You are given an array capacity where capacity[i] is the maximum number of active connections on server i. Requests are 'CONNECT connectionId objectId', 'DISCONNECT connectionId', or 'SHUTDOWN serverIndex'. CONNECT and DISCONNECT behave as in the sticky, capacity-limited balancer. SHUTDOWN s works like this: first, all active connections currently on server s are evicted. Then, while server s is temporarily unavailable as a target, those evicted connections are re-routed one by one using the same rules as a fresh CONNECT. Process them in the order they arrived on server s, earliest first. Successful re-routes produce log entries; failed re-routes are dropped silently. After all evictions are processed, server s becomes available again with load 0. Return the full log of successful CONNECT operations and successful shutdown re-routes.

Constraints

1 <= len(capacity) <= 100000
0 <= capacity[i] <= 1000000000
0 <= len(requests) <= 200000
If DISCONNECT references an inactive connection, ignore it
For deterministic shutdown behavior, evicted connections must be processed in their arrival order on that server

Examples

Input: ([2, 2, 2], ['CONNECT c1 o1', 'CONNECT c2 o2', 'CONNECT c3 o3', 'CONNECT c4 o4', 'SHUTDOWN 0'])

Expected Output: ['c1 0', 'c2 1', 'c3 2', 'c4 0', 'c1 1', 'c4 2']

Explanation: Server 0 is shut down, so c1 and c4 are evicted and re-routed in their original arrival order.

Input: ([3, 2, 2], ['CONNECT a x', 'CONNECT b y', 'CONNECT c x', 'SHUTDOWN 0'])

Expected Output: ['a 0', 'b 1', 'c 0', 'a 2', 'c 2']

Explanation: Both x-connections are evicted from server 0. After eviction, the first one chooses server 2, and the second sticks to it.

Input: ([3, 1, 2], ['CONNECT a x', 'CONNECT b y', 'CONNECT c x', 'CONNECT d x', 'SHUTDOWN 0'])

Expected Output: ['a 0', 'b 1', 'c 0', 'd 0', 'a 2', 'c 2']

Explanation: Only two of the three evicted x-connections can fit on server 2, so the last one is dropped. The processing order decides which IDs survive.

Input: ([1, 1], ['SHUTDOWN 1', 'DISCONNECT ghost', 'CONNECT a x', 'SHUTDOWN 0', 'CONNECT b y'])

Expected Output: ['a 0', 'a 1', 'b 0']

Explanation: Edge case: shutting down an empty server does nothing. Later, shutting down server 0 moves 'a' to server 1, and server 0 becomes available again.

Solution

def solution(capacity, requests):
    import heapq
    from collections import deque

    m = len(capacity)
    loads = [0] * m
    heap = [(0, i) for i in range(m)]
    heapq.heapify(heap)

    conn = {}  # connectionId -> (server, objectId, version)
    obj_server = {}
    obj_count = {}
    server_queues = [deque() for _ in range(m)]
    version = 0
    log = []

    def push_server(server):
        heapq.heappush(heap, (loads[server], server))

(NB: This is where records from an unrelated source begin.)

PR #157, opened 2019-02-15
Eigenvalue sorting for t < t₀ (Issue #156)

### LINKED ISSUE #156: Eigenvalue sorting in GEVP wrong below t0
for t < t0 we have to reverse the sorting order, I think this is currently not done.

This might explain why principal correllator plots look as they do and also, why the pc model is not working as expected.

urbach:
can this be applied to the rho data for a test, please!?

this should provide a fix for #156


urbach:
could you try again?

urbach:
@martin-ueding could you please review lines 93 to 121 in `gevp.R` carefully? If this is now correct, I think we should check the impact on the rho data!

martin-ueding:
Yes, I'm on the review now.

martin-ueding:
I find this very peculiar:

auswahl_024

At (1) the `evectors` is initialized to be `NA`. And then in (2) it is used as a scalar product. This means that the result is all `NA` and one cannot get an ordering out of that. Is that intentional?

martin-ueding:
In following iterations that might not be a problem, but for the very first iteration it means that there are no reference.

urbach:
> In following iterations that might not be a problem, but for the very first iteration it means that there are no reference.

for `t==t0` always eigenvalue sorting is used, because no eigenvectors
are available... For the next t-value the evectors to compare with
should be available. Does this make sense?

martin-ueding:
Ah! I did not see the *or* clause in the preceeding `if`:

```r
if(sort.type == "values" || t == t0+1) {
```

I will check whether that is consistent now.

Another issue that I saw is that the scalar product is formed between *w* and *v* and not *v* and *v* as described in the documentation.

urbach:
> Another issue that I saw is that the scalar product is formed
> between *w* and *v* and not *v* and *v* as described in the
> documentation.

sorry, which scalar product do you mean?

martin-ueding:
This is the documentation for `gevp`:

docu

The scalar product should be done between the eigenvectors `v`, but in the code it is done between `w` and `v` actually. This is a paragraph from my review (not finished yet):

block

urbach:
okay, I see, well spotted! I have to think about it...

martin-ueding:
I have now finished my review: [gevp_review.pdf](https://github.com/HISKP-LQCD/hadron/files/2891223/gevp_review.pdf)

urbach:
thanks @martin-ueding ! Can we discuss this in person later?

    def get_server(excluded=None):
        while heap:
            load, server = heapq.heappop(heap)
            if load != loads[server]:
                continue
            if excluded is not None and server == excluded:
                continue
            if loads[server] >= capacity[server]:
                continue
            return server
        return None

    def place_connection(cid, oid, excluded=None):
        nonlocal version

        if oid in obj_server:
            server = obj_server[oid]
            if (excluded is not None and server == excluded) or loads[server] >= capacity[server]:
                return False
        else:
            server = get_server(excluded)
            if server is None:
                return False

        version += 1
        conn[cid] = (server, oid, version)
        loads[server] += 1
        push_server(server)

        if oid not in obj_server:
            obj_server[oid] = server
            obj_count[oid] = 0
        obj_count[oid] += 1

        server_queues[server].append((cid, version))
        log.append(f'{cid} {server}')
        return True

    for req in requests:
        parts = req.split()
        if not parts:
            continue

        op = parts[0]

        if op == 'CONNECT':
            cid = parts[1]
            oid = parts[2]
            place_connection(cid, oid)

        elif op == 'DISCONNECT':
            cid = parts[1]
            if cid in conn:
                server, oid, _ = conn.pop(cid)
                loads[server] -= 1
                push_server(server)
                obj_count[oid] -= 1
                if obj_count[oid] == 0:
                    del obj_count[oid]
                    del obj_server[oid]

        else:  # SHUTDOWN
            s = int(parts[1])
            evicted = []
            q = server_queues[s]

            while q:
                cid, ver = q.popleft()
                state = conn.get(cid)
                if state is not None and state[0] == s and state[2] == ver:
                    evicted.append((cid, state[1]))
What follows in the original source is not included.